In practice, it looks like this: you have the evidence. You have the track record. The people around you can see exactly what you're capable of. And you still can't quite make yourself believe you're allowed to take up more space.

This is one of the most common patterns I encounter in my work with senior professionals — and one of the least talked about. Not because people aren't aware of it, but because naming it feels like admitting something they're not ready to admit.

That they want more. That they think they deserve it. That they've been holding back not because of circumstance, but because of a quiet, persistent belief that wanting too much makes you difficult, arrogant, ungrateful.

What actually shifts

A few months ago, my client decided it was time.

We are still on the journey. She is becoming more visible, speaking up more, acknowledging what she brings. The timeline is real and achievable now — not a wish, a plan.

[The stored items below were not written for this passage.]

PR #1363, opened 2025-03-12
Adding `traits` to `related_event` object

floydtree:
#### Description of changes:

1. Adding `traits` to the framework
2. Adding a `trait` object to represent, high level features/characteristics/traits derived from an event/finding in the context of a `related_event`. Think of these as companion fields that can be used alongside `observables` in a related finding. Purposefully, keeping the descriptions and attribute names generic, for potential re-use down the road.

Sample use-case of the proposed structure, representing a Detection Finding which utilizes `finding_info.related_events` and represents "traits" extracted from these related findings. 

```
{
  "finding_info": {
    ...
    "related_events": [
      {
      ...
      "traits": [
          {
            "category": "Misconfiguration",
            "name": "The IAM User has weak password policies",
            "type": "Contributing Trait"
          }
        ],
      ...
      "uid": "arn:aws:securityhub:us-east-1:111111111111:security-control/IAM.7/finding/example"
      },
      {
      ...
      "traits": [
          {
            "category": "Misconfiguration",
            "name": "The IAM User has a policy with administrative access to AWS Service(s)",
            "type": "Contributing Trait",
            "values": [
              "s3",
              "iam"
            ]
          },
          {
            "category": "Configuration",
            "name": "There's an Organization SCP applicable to this IAM User",
            "type": "Mitigating Trait"
          }
        ],
      ...
      "uid": "arn:aws:securityhub:us-east-1:111111111111:security-control/IAM.21/finding/example"
      }
    ],
    "related_events_count": 2,
    "title": "",
    "uid": "arn:aws:securityhub:us-east-1:111111111111:example:example"
  }
  ...
}
```

### DIFF
--- a/CHANGELOG.md
+++ b/CHANGELOG.md
@@ -60,6 +60,7 @@ Thankyou! -->
   1. Added `assessment` object to capture evaluations/assessments of configurations/signals. #1343
   1. Added `node`, `edge`, `graph` objects. #1343
   1. Added `anomaly`, `anomaly_analysis`, `baseline`, `observation` objects. #1358
+  1. Added `trait` object. #1363
   
 ### Improved
 * #### Event Classes
@@ -84,6 +85,7 @@ Thankyou! -->
   1. Added `name`, `resources`, `uid`, `verdict`, and `verdict_id` to `evidences`. #1337
   1. Added `algorithm` to `analytic` object. #1358
   1. Added 'count' `start_time` `end_time` to `timespan` object. #1365
+  1. Added `traits` to `related_event` object. #1363
 
 ### Deprecated
   1. Deprecated usage of `isp` attribute in the `location` object. #1351
--- a/dictionary.json
+++ b/dictionary.json
@@ -5801,6 +5801,12 @@
       "caption": "Network Zone",
       "description": "The network zone or LAN segment.",
       "type": "string_t"
+    },
+    "traits": {
+      "caption": "Traits",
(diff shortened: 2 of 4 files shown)


zschmerber:
Should `rank` be `rank_id` ? Also would `priority_id` be better ?

floydtree:
> Should `rank` be `rank_id` ? Also would `priority_id` be better ?

I want to represent a numerical rank, and figured rank is by itself used as a numerical representation, so didn't go the route of an OCSF style enum pairs. And we do have priority_id/priority in the framework today, but they serve slightly different purpose. Imagine there are 10 different traits, and you want to rank them, priority_id wouldn't solve that use-case.

zschmerber:
That makes sense, I almost wonder if `thing_rank` would make sense as a convention ?

zschmerber:
`priority_rank`?

floydtree:
umm, but what additional value do we add by this or any such future prefix? I thinks captions and the context of the objects should suffice to provide the necessary context, no?

zschmerber:
I guess anytime you need to know when something is in ranked order its easy to find if we have prefix. Not a big deal but as the schema grows I like searching the dictionary for prefixes like  *_id etc.

zschmerber (dismissed):
I guess as an array this has a prefix now so disregard, Approved

zschmerber (approved):

jonrau-at-queryai (approved):

pagbabian-splunk (approved):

And something is already shifting. The pressure feels lighter. She walks into rooms differently. You can feel the change before she says a word.

This is only the beginning. But beginnings matter.

Because the gap between knowing you are ready and actually moving is rarely about capability. It is almost always about permission — the kind you have to give yourself, often for the first time.

No amount of external validation fills that space. Promotions don't fill it. Awards don't fill it. Positive performance reviews don't fill it. What fills it is the slow, sometimes uncomfortable work of deciding that what you want is legitimate — and that you are the right person to go after it.

A question worth sitting with

If you recognise yourself somewhere in this — if there is something you have been circling for longer than you want to admit — I want to ask you something.

What would you attempt, if you already believed you were allowed to want it?

Not when you're more ready. Not after the next promotion, the next qualification, the next sign that it's safe. Now, with exactly what you already have.

The answer to that question is usually the most honest thing a person has said in a long time.

The Next Chapter Programme

A coaching programme for senior professionals who are ready to move — and need a space to figure out what that actually means for them. If this piece resonated, I'd love to have a conversation.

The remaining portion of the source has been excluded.